== Work request ==
In your reply, restate all of the records below word for word.

Task material Block Start

PR #2029, opened 2026-06-18
feat(secret): add support for service account name in list api keys response

subratsahilgupta:
## Summary by CodeRabbit

* **New Features**
  * Secret-related API responses now include user ownership metadata, including `user_id` and `service_account_name`.
  * When listing API keys, the associated service account name is now shown.

* **Bug Fixes**
  * Added validation to prevent creating service accounts with `super_admin` included alongside other roles.

### DIFF
--- a/internal/ee/service/secret.go
+++ b/internal/ee/service/secret.go
@@ -190,11 +190,28 @@ func (s *secretService) ListAPIKeys(ctx context.Context, filter *types.SecretFil
 	}
 
 	items := dto.ToSecretResponseList(secrets)
+
+	serviceAccountNameByID := make(map[string]string)
 	for _, item := range items {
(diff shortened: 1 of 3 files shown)


internal/ee/service/secret.go
```diff
@@ -189,8 +189,18 @@ func (s *secretService) ListAPIKeys(ctx context.Context, filter *types.SecretFil
...
 
+	items := dto.ToSecretResponseList(secrets)
+	for _, item := range items {
+		if item.UserType == types.UserTypeServiceAccount && item.UserID != "" {
+			u, err := s.userRepo.GetByID(ctx, item.UserID)
+			if err == nil {
+				item.ServiceAccountName = u.Name
+			}
+		}
+	}
```
omkar273, line 217: instead of this make a list of all user ids and use list method insetad of api call for each user

PR #2034, opened 2026-06-19
feat(logging): add WebhookLoggingConfig for webhook request persistence 

Gursimar10:
## Release Notes

- **New Features**
  - Added configurable webhook request logging on the public `/v1/webhooks` endpoints to capture and persist provider/method/path, request ID, headers, and body for selected tenants and environments.
  - Oversized payloads (over 1 MiB) are logged but not persisted.

- **Updates**
  - Extended Zoho invoice synchronization to include `invoice_number` and store it in integration mapping metadata.

- **Tests**
  - Added unit tests for provider extraction, allowlist matching, and middleware request-body buffering.


ent/schema/incoming_webhook_event.go
```diff
@@ -0,0 +1,72 @@
...
+
+	"entgo.io/ent"
+	"entgo.io/ent/schema/field"
+	"entgo.io/ent/schema/index"
+)
+
+// WebhookRequest holds the schema for inbound webhook request audit logs.
+type WebhookRequest struct {
+	ent.Schema
+}
```
omkar273, line 13: Let's give a better name for this table, `incoming_webhook_events` or can think what can be a better alternative

ent/schema/webhook_request.go
```diff
@@ -0,0 +1,72 @@
...
+	ent.Schema
+}
+
+func (WebhookRequest) Fields() []ent.Field {
+	return []ent.Field{
+		field.String("id").
+			SchemaType(map[string]string{"postgres": "varchar(50)"}).
+			Unique().
+			Immutable(),
+		field.String("tenant_id").
```
omkar273: lets use baseMixin here instead

PR #2088, opened 2026-06-25
fix(config): bind FLEXPRICE_CHECKOUT_BASE_URL env var

ojasagarwal-flex:
## What

Adds an explicit `v.BindEnv("checkout.base_url", "FLEXPRICE_CHECKOUT_BASE_URL")`.

## Why

`CheckoutConfig.BaseURL` is delivered to GKE deployments only as an env var (Helm `extraEnv`) and is **not** rendered into the mounted ConfigMap. viper's `Unmarshal` does not consult `AutomaticEnv` for keys absent from the config file, so without this bind `checkout.base_url` resolves to empty and checkout links break. (No boot failure — the parent field is `validate:"omitempty"` — but the feature silently doesn't get its base URL.)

Task material Block End

== Answer for the task ==
PR #2029, opened 2026-06-18
feat(secret): add support for service account name in list api keys response

subratsahilgupta:
## Summary by CodeRabbit

* **New Features**
  * Secret-related API responses now include user ownership metadata, including `user_id` and `service_account_name`.
  * When listing API keys, the associated service account name is now shown.

* **Bug Fixes**
  * Added validation to prevent creating service accounts with `super_admin` included alongside other roles.

### DIFF
--- a/internal/ee/service/secret.go
+++ b/internal/ee/service/secret.go
@@ -190,11 +190,28 @@ func (s *secretService) ListAPIKeys(ctx context.Context, filter *types.SecretFil
 	}
 
 	items := dto.ToSecretResponseList(secrets)
+
+	serviceAccountNameByID := make(map[string]string)
 	for _, item := range items {
(diff shortened: 1 of 3 files shown)


internal/ee/service/secret.go
```diff
@@ -189,8 +189,18 @@ func (s *secretService) ListAPIKeys(ctx context.Context, filter *types.SecretFil
...
 
+	items := dto.ToSecretResponseList(secrets)
+	for _, item := range items {
+		if item.UserType == types.UserTypeServiceAccount && item.UserID != "" {
+			u, err := s.userRepo.GetByID(ctx, item.UserID)
+			if err == nil {
+				item.ServiceAccountName = u.Name
+			}
+		}
+	}
```
omkar273, line 217: instead of this make a list of all user ids and use list method insetad of api call for each user

PR #2034, opened 2026-06-19
feat(logging): add WebhookLoggingConfig for webhook request persistence 

Gursimar10:
## Release Notes

- **New Features**
  - Added configurable webhook request logging on the public `/v1/webhooks` endpoints to capture and persist provider/method/path, request ID, headers, and body for selected tenants and environments.
  - Oversized payloads (over 1 MiB) are logged but not persisted.

- **Updates**
  - Extended Zoho invoice synchronization to include `invoice_number` and store it in integration mapping metadata.

- **Tests**
  - Added unit tests for provider extraction, allowlist matching, and middleware request-body buffering.


ent/schema/incoming_webhook_event.go
```diff
@@ -0,0 +1,72 @@
...
+
+	"entgo.io/ent"
+	"entgo.io/ent/schema/field"
+	"entgo.io/ent/schema/index"
+)
+
+// WebhookRequest holds the schema for inbound webhook request audit logs.
+type WebhookRequest struct {
+	ent.Schema
+}
```
omkar273, line 13: Let's give a better name for this table, `incoming_webhook_events` or can think what can be a better alternative

ent/schema/webhook_request.go
```diff
@@ -0,0 +1,72 @@
...
+	ent.Schema
+}
+
+func (WebhookRequest) Fields() []ent.Field {
+	return []ent.Field{
+		field.String("id").
+			SchemaType(map[string]string{"postgres": "varchar(50)"}).
+			Unique().
+			Immutable(),
+		field.String("tenant_id").
```
omkar273: lets use baseMixin here instead

PR #2088, opened 2026-06-25
fix(config): bind FLEXPRICE_CHECKOUT_BASE_URL env var

ojasagarwal-flex:
## What

Adds an explicit `v.BindEnv("checkout.base_url", "FLEXPRICE_CHECKOUT_BASE_URL")`.

## Why

`CheckoutConfig.BaseURL` is delivered to GKE deployments only as an env var (Helm `extraEnv`) and is **not** rendered into the mounted ConfigMap. viper's `Unmarshal` does not consult `AutomaticEnv` for keys absent from the config file, so without this bind `checkout.base_url` resolves to empty and checkout links break. (No boot failure — the parent field is `validate:"omitempty"` — but the feature silently doesn't get its base URL.)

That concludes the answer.